Exercise requirements:
Whenever a line in the records below holds the string "completeSelection", copy it out.

Collected data entries:
* * * *
PR #11596, opened 2020-01-03
Pickers: fix issue where same option would be selected repeatedly.

### LINKED ISSUE #8451: PeoplePicker: same person can be selected multiple times when using keyboard.
### Environment Information 
 
- __Package version(s)__: Package version(s): Latest Fabric UI React

#### Actual behavior:
 
When you quickly press the return or tab key in a short time while the suggested people callout window is active, it adds the same person as many times as you pressed the key.

developer microsoft com_en-us_fabric
 
#### Expected behavior:
 
Selected person with keyboard can only be add once.

Requested priority: Normal

joschect:
#### Pull request checklist

- [x] Addresses an existing issue: Fixes #8451

#### Description of changes

Consolidate some of the picker completion logic. It brings keyboard selection in line with mouse selection of items. It also fixes a bug where pressing enter rapidly would result in the same item being selected many times.

#### Focus areas to test

(optional)

###### Microsoft Reviewers: [Open in CodeFlow](http://wpcp.azurewebsites.net/CodeFlowProtocolProxy2.php?pullrequest=https://github.com/OfficeDev/office-ui-fabric-react/pull/11596)

### DIFF
--- a/packages/office-ui-fabric-react/src/components/pickers/BasePicker.tsx
+++ b/packages/office-ui-fabric-react/src/components/pickers/BasePicker.tsx
@@ -195,9 +195,7 @@ export class BasePicker<T, P extends IBasePickerProps<T>> extends BaseComponent<
 
   public completeSuggestion(forceComplete?: boolean) {
     if (this.suggestionStore.hasSelectedSuggestion() && this.input.current) {
-      this.addItem(this.suggestionStore.currentSuggestion!.item);
-      this.updateValue('');
-      this.input.current.clear();
+      this.completeSelection(this.suggestionStore.currentSuggestion!.item);
     } else if (forceComplete) {
       this._completeGenericSuggestion();
     }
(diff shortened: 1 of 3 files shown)


packages/office-ui-fabric-react/src/components/pickers/BasePicker.tsx
```diff
@@ -746,12 +743,17 @@ export class BasePicker<T, P extends IBasePickerProps<T>> extends BaseComponent<
     );
   };
 
-  protected addItemByIndex = (index: number): void => {
-    this.addItem(this.suggestionStore.getSuggestionAtIndex(index).item);
+  protected completeSelection = (item: T) => {
+    this.addItem(item);
```
aneeshack4: Just checking my understanding - this addition of checking current input prevents it from clearing selection if it's already been selected? If so, shouldn't the updateValue call with empty string happen after the if?

joschect: Do you mean `if(this.input.current)` ? That's just checking to make sure that the input.current already exists before clearing it out. That's a separate thing from clearing the currently entered value. Both things should happen but are independent of one another. `updateValue` triggers the clearing of the suggested items that are available to the user. That should always get cleared out/get called. 

It's possible that the `updateValue` call should be contained within the if statement. But I'm not sure it needs to be.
* * * *
Response to the exercise:
+      this.completeSelection(this.suggestionStore.currentSuggestion!.item);
+  protected completeSelection = (item: T) => {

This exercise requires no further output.